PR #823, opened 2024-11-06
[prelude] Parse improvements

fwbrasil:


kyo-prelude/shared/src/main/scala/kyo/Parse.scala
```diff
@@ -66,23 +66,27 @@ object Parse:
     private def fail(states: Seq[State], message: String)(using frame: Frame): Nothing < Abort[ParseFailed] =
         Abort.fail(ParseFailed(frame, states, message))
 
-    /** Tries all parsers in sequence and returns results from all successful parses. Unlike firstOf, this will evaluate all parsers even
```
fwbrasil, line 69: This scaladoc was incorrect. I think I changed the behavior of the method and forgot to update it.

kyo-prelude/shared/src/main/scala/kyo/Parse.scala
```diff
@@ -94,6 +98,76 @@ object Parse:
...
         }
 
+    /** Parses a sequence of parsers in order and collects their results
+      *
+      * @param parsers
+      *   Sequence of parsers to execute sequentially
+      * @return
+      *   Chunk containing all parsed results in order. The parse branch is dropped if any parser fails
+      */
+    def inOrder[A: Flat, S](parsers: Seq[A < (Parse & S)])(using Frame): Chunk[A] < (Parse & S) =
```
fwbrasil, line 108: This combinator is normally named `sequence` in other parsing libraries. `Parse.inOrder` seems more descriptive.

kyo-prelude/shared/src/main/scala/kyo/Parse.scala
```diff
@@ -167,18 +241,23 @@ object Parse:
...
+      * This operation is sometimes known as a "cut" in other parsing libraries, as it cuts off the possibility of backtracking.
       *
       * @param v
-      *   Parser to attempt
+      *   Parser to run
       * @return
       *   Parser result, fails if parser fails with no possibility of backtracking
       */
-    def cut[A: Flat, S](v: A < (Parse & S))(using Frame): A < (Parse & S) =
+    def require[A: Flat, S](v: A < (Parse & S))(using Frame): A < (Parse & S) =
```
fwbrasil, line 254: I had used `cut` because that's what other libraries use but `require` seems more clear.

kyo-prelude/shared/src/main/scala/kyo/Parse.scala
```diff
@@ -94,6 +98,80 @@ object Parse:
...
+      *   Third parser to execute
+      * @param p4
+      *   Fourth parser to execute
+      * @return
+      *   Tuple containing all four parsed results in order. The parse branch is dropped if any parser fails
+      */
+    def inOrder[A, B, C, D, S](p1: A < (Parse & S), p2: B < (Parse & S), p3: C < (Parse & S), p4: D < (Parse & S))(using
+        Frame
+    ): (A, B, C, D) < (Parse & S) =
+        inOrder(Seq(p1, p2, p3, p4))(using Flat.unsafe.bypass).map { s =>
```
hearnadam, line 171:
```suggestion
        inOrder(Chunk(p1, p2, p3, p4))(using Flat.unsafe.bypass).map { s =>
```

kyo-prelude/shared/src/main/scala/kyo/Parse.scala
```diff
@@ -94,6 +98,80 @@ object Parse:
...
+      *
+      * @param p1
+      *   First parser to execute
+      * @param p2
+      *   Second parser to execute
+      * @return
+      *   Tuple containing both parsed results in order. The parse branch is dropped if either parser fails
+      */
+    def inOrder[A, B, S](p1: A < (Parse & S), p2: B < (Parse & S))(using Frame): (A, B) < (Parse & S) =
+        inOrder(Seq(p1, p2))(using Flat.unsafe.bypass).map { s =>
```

» WHAT IS BEING ASKED
When the string "backtracking" occurs in a line of the material, that line belongs in the answer.

» WRITTEN SOLUTION
+      * This operation is sometimes known as a "cut" in other parsing libraries, as it cuts off the possibility of backtracking.
       *   Parser result, fails if parser fails with no possibility of backtracking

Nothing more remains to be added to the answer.